Alzheimer’s is sadly one of the largest killers in the UK. The disease can be a slow-burning disease that causes a decline over many years.
In its early stages, its symptoms include forgetting details in conversations, misplacing items, and having trouble thinking of the right words.
But over the years, studies have shown that meditation practice can help reduce these early symptoms.
One study published in the Journal of Alzheimer’s disease in 2018 looked at a group of adults with early dementia symptoms who did 12 minutes of relaxing music therapy or yoga meditation for 12 weeks.
At the start of the study, the participants of the study had subjective cognitive decline – meaning they reported experiences of frequent confusion or memory loss.
Three months into the study, and then six months after the first observation, the participants received tests of subjective cognitive decline and showed significant improvements.
Another smaller study even found that even just a week of meditation had changes in their body’s chemistry that may help offset Alzheimer’s.
Talking about the experiment, Doctor Rudolph Tanzi, professor of neurology at Harvard Medical School told Prevention: “After a week of learning meditation and doing it several times per day, there were changes in the genes involved with how brain clears out Alzheimer’s-associated amyloid from the brain out of the body.”

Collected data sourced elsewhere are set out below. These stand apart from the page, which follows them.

PR #53, opened 2021-08-04
MUIC-406: [Android] User sees blank view instead of picture from his …

deniss-mc:
…camera

closes:
MOB-801: [Android] Upgrading from chat to video call in visitor side is shown blank withe screen

### DIFF
--- a/widgetssdk/src/main/java/com/glia/widgets/call/CallController.java
+++ b/widgetssdk/src/main/java/com/glia/widgets/call/CallController.java
@@ -550,9 +550,7 @@ public class CallController implements
     public void onNewVisitorMediaState(VisitorMediaState visitorMediaState) {
         Logger.d(TAG, "newVisitorMediaState: " + visitorMediaState.toString());
         emitViewState(callState.visitorMediaStateChanged(visitorMediaState));
-        if (callState.is2WayVideoCall()) {
-            Logger.d(TAG, "newVisitorMediaState: video");
-        }
+        Logger.d(TAG, "newVisitorMediaState- is2WayVideo:" + callState.is2WayVideoCall());
     }
 
     @Override
--- a/widgetssdk/src/main/java/com/glia/widgets/call/CallController.java
+++ b/widgetssdk/src/main/java/com/glia/widgets/call/CallController.java
@@ -330,13 +330,6 @@ public class CallController implements
     public void setViewCallback(CallViewCallback callViewCallback) {
         Logger.d(TAG, "setViewCallback");
         this.viewCallback = callViewCallback;
-        viewCallback.emitState(callState);
-
-        if (callState.isVideoCall()) {
-            startOperatorVideo(callState.callStatus.getOperatorMediaState());
-            if (callState.is2WayVideoCall())
-                startVisitorVideo(callState.callStatus.getVisitorMediaState());
-        }
         emitViewState(callState.landscapeControlsVisibleChanged(!callState.isVideoCall()));
     }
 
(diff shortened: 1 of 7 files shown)


widgetssdk/src/main/java/com/glia/widgets/call/CallView.java
```diff
@@ -444,6 +431,40 @@ public void startVisitorVideoView(MediaState visitorMediaState) {
                 .getScreenSharingController(screenSharingCallback);
     }
 
+    private void shouldShowVisitorVideo(CallState state) {
+        if (
```
gersonnoboa, line 435: Could this, and the operator video if, be changed in a way that for example the `Media.Status.PLAYING` is contained into a variable? So that it reads "if state is 2 way video call and isVisitorVideoStatusPlaying and visibility is gone, do this". cause right now that PLAYING part is not the easiest to read.

widgetssdk/src/main/java/com/glia/widgets/call/CallView.java
```diff
@@ -444,6 +431,40 @@ public void startVisitorVideoView(MediaState visitorMediaState) {
                 .getScreenSharingController(screenSharingCallback);
     }
 
+    private void shouldShowVisitorVideo(CallState state) {
```
gersonnoboa, line 434: `should` tells to me that this should return a boolean. Maybe there is another way to name these two methods.

widgetssdk/src/main/java/com/glia/widgets/call/CallView.java
```diff
@@ -444,6 +431,40 @@ public void startVisitorVideoView(MediaState visitorMediaState) {
...
+                        state.callStatus
+                                .getVisitorMediaState()
+                                .getVideo()
+                                .getStatus() == Media.Status.PLAYING &&
+                        visitorVideoContainer.getVisibility() == GONE
+        ) {
+            visitorVideoContainer.setVisibility(VISIBLE);
+            showVisitorVideo(state.callStatus.getVisitorMediaState());
+        }
+        if (!state.is2WayVideoCall() && visitorVideoContainer.getVisibility() == VISIBLE) {
```
gersonnoboa, line 446: This if could be an else if. If I understand correctly, either only the first or only the second can happen. Same in `shouldShowOperatorVideo`

gersonnoboa (commented):
I ran it on device and it is working fine. However you can see (hopefully) that there are some things after the rounded corners, it's as if the background of the container is not fully transparent. Could that also be fixed here?

imagen

dukhovnyi (approved):
Looks good for me, just a few minor suggestions.

deniss-mc:
> I ran it on device and it is working fine. However you can see (hopefully) that there are some things after the rounded corners, it's as if the background of the container is not fully transparent. Could that also be fixed here?
> 
> imagen

https://salemove.atlassian.net/browse/MUIC-433 created issue to handle that

widgetssdk/src/main/java/com/glia/widgets/call/CallView.java
deniss-mc: extracted to state

widgetssdk/src/main/java/com/glia/widgets/call/CallView.java
deniss-mc: renamed to handleOperatorVideoState

widgetssdk/src/main/java/com/glia/widgets/call/CallController.java
```diff
@@ -573,7 +552,6 @@ public void onNewVisitorMediaState(VisitorMediaState visitorMediaState) {
         emitViewState(callState.visitorMediaStateChanged(visitorMediaState));
         if (callState.is2WayVideoCall()) {
             Logger.d(TAG, "newVisitorMediaState: video");
```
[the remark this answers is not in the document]
deniss-mc: fixed

widgetssdk/src/main/java/com/glia/widgets/call/CallView.java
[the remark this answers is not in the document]
deniss-mc: fixed

PR #93, opened 2021-10-01
MUIC-506: Typing indicator space is always visible

mustafa-ogun-ozturk:


widgetssdk/src/main/res/layout/chat_view.xml
```diff
@@ -15,7 +15,7 @@
         android:id="@+id/chat_recycler_view"
         android:layout_width="match_parent"
         android:layout_height="0dp"
-        app:layout_constraintBottom_toTopOf="@id/divider_view"
+        app:layout_constraintBottom_toTopOf="@id/operator_typing_animation_view"
```
deniss-mc, line 18: when view is gone does it behave ok?

deniss-mc (changes requested):

widgetssdk/src/main/res/layout/chat_view.xml
mustafa-ogun-ozturk: Depends on what is okay. I did not see anything weird.

PR #104, opened 2021-10-14
Implement Gradle script for uploading Android Widgets to Maven Central

dukhovnyi:
MOB-873

### DIFF
--- a/scripts/publish-module.gradle
+++ b/scripts/publish-module.gradle
@@ -1,0 +1,58 @@
+apply plugin: 'maven-publish'
+apply plugin: 'signing'
+
+group = PUBLISH_GROUP_ID
+version = PUBLISH_VERSION
+
+afterEvaluate {
+    publishing {
+        publications {
+            release(MavenPublication) {
+
+                groupId PUBLISH_GROUP_ID
+                artifactId PUBLISH_ARTIFACT_ID
+                version PUBLISH_VERSION
+
+                // Two artifacts, the `aar` (or `jar`) and the sources
+                if (project.plugins.findPlugin("com.android.library")) {
+                    from components.release
+                } else {
+                    from components.java
+                }
+
+                pom {
+                    name = PUBLISH_ARTIFACT_ID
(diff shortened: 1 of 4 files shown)


scripts/publish-module.gradle
```diff
@@ -0,0 +1,58 @@
...
+                if (project.plugins.findPlugin("com.android.library")) {
+                    from components.release
+                } else {
+                    from components.java
+                }
+
+                pom {
+                    name = PUBLISH_ARTIFACT_ID
+                    description = 'Glia Android Widgets SDK'
+                    url = 'https://www.glia.com'
```
gugalo, line 26: NIT: I think it would be nice to extract the description, URL and company name in the same style as `PUBLISH_GROUP_ID`, `PUBLISH_ARTIFACT_ID`.

scripts/publish-root.gradle
```diff
@@ -0,0 +1,34 @@
+// Create variables with empty default values
```
gugalo, line 1: I don't know if `publish-root` has some meaning to it but for the person who doesn't know it, it sounds very cryptic.
Maybe some more clear name could be used. For example: `publish-settings`, `publish-config`, `publish-properties`, `publish-variable`...

widgetssdk/build.gradle
```diff
@@ -73,3 +73,11 @@ dependencies {
 
     implementation "com.airbnb.android:lottie:$lottieVersion"
 }
+
+ext {
+    PUBLISH_GROUP_ID = 'com.glia'
+    PUBLISH_VERSION = android.defaultConfig.versionName
+    PUBLISH_ARTIFACT_ID = 'android-widgets'
+}
```
gugalo, line 81: NIT: Why not add these to `publish-root` gradle script?

scripts/publish-module.gradle
dukhovnyi: fixed

scripts/publish-root.gradle
dukhovnyi: Renamed to `publish-settings`

PR #117, opened 2021-11-03
Release 1.6.8

deniss-mc:


widgetssdk/build.gradle
```diff
@@ -7,8 +7,8 @@ android {
     defaultConfig {
         minSdkVersion 24
         targetSdkVersion 30
-        versionCode 12
-        versionName "1.6.7"
+        versionCode 13
+        versionName "1.7.8"
```
dukhovnyi, line 11: looks like a typo, should be **1.6.8** or did I miss something?

widgetssdk/src/main/java/com/glia/widgets/GliaWidgetsConfig.java
```diff
@@ -14,18 +14,6 @@
     private final String region;
     private final int requestCode;
 
-    /**
-     * Deprecated since SDK version 1.6.5. Please use {@link GliaWidgetsConfig#GliaWidgetsConfig(String, String, Context, String, int)} instead.
-     */
-    @Deprecated
-    public GliaWidgetsConfig(String appToken, String apiToken, String siteId, Context context, String region, int requestCode) {
```
dukhovnyi, line 21: Do I understand correctly that all integrators will get a compilation error in case of removing this initializer? If so, let's avoid making breaking changes and let it as is with deprecation note.

dukhovnyi (changes requested):

widgetssdk/build.gradle
deniss-mc: attributes count will change - it would be better to update to 1.7

Id replace 8 there to be same as versionCode, what do you think?

widgetssdk/src/main/java/com/glia/widgets/GliaWidgetsConfig.java
deniss-mc: yup, hence the 1.7 update

deniss-mc: - returned the constructor and setter with the deprecation notice

widgetssdk/build.gradle
deniss-mc: version code set to 1.6.8

dukhovnyi (approved):
Looks good 👍

PR #121, opened 2021-11-12
App crashes when try to turn off the video during a video call

VadymMobileDev:
MUIC-556

### DIFF
--- a/widgetssdk/src/main/java/com/glia/widgets/call/CallController.java
+++ b/widgetssdk/src/main/java/com/glia/widgets/call/CallController.java
@@ -496,7 +496,7 @@ public class CallController implements
         Logger.d(TAG, "videoButtonClicked");
         if (callState.isCallOngoingAndOperatorConnected()) {
             VisitorMediaState currentMediaState = callState.callStatus.getVisitorMediaState();
-            Logger.d(TAG, "videoButton status:" + currentMediaState.getAudio().getStatus().toString());
+            Logger.d(TAG, "videoButton status:" + currentMediaState.getVideo().getStatus().toString());
             if (currentMediaState.getVideo().getStatus() == Media.Status.PAUSED) {
                 currentMediaState.getVideo().resume();
                 if (currentMediaState.getVideo().getStatus() == Media.Status.PLAYING) {


dukhovnyi (approved):

gugalo (approved):

gugalo:
Should it also somewhere check the nullability of the `getVideo`?

widgetssdk/src/main/java/com/glia/widgets/call/CallController.java
```diff
@@ -496,7 +496,7 @@ public void videoButtonClicked() {
         Logger.d(TAG, "videoButtonClicked");
         if (callState.isCallOngoingAndOperatorConnected()) {
             VisitorMediaState currentMediaState = callState.callStatus.getVisitorMediaState();
-            Logger.d(TAG, "videoButton status:" + currentMediaState.getAudio().getStatus().toString());
+            Logger.d(TAG, "videoButton status:" + currentMediaState.getVideo().getStatus().toString());
```
jakob-mc, line 499: Is it necessary to keep the log code in the source? Ideally you would not have logging in production code.

dukhovnyi: @jakob-mc  it makes sense, but this logging is under `debug` level, so it will be ignored for production code.
I could be wrong, so if I missed anything, please clarify once more your suggestion

jakob-mc: I was thinking if anybody benefits from the logs after the feature/fix have been implemented and tested? If they are only helpful during the task development, then should be thrown out before merging the finished task.

deniss-mc:
LGTM - but please investigate why mediastate.getAudio() was null

widgetssdk/src/main/java/com/glia/widgets/call/CallController.java
dukhovnyi: imho, logging is useful for debugging purposes anytime. It should not go to the production with info/debug/trace levels, but I'm not sure that we need to remove logging at all.

deniss-mc (approved):

widgetssdk/src/main/java/com/glia/widgets/call/CallController.java
deniss-mc: I'd prefer to go with logging as it has saved us a lot of time previously :)

jakob-mc: clear, just wanted to make sure you really benefit from them.

jakob-mc (approved):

Clumps or tangles of beta-amyloid are thought to be a cause of Alzheimer’s disease.
However, it’s not entirely clear from the research that meditation can in any way offset Alzheimer’s.
The cause of Alzheimer’s isn’t fully known yet, meaning there’s no way for certain to prevent the disease.
Activities other than meditation have been shown to reduce the risk of Alzheimer’s disease.
They often revolve around reducing the onset of other conditions like stroke and heart attacks that have been linked to Alzheimer’s.
The NHS lists the following activities as helping to reduce the risk of conditions linked to Alzheimer’s disease – such as heart attacks and stroke.
- stopping smoking
- keeping alcohol to a minimum
- eating a healthy, balanced diet, including at least five portions of fruit and vegetables every day
- exercising for at least 150 minutes every week by doing moderate-intensity aerobic activity (such as cycling or fast walking), or as much as you’re able to
- making sure your blood pressure is checked and controlled through regular health tests
- if you have diabetes, make sure you keep to the diet and take your medicine
Talking about the effect of meditation and yoga, Doctor Eric B. Larson of Kaiser Foundation Health Plan, told Prevention: “For things like yoga and music, the evidence has been soft.
“But when people ask, should I try it? I tell them, it’s not going to hurt you, and the drugs can be harmful to some people. It makes a lot of sense.”
You should visit the doctor if you show any early, persistent signs of dementia, including increased memory loss and confusion, shortened attention span, and problems coping with new situations.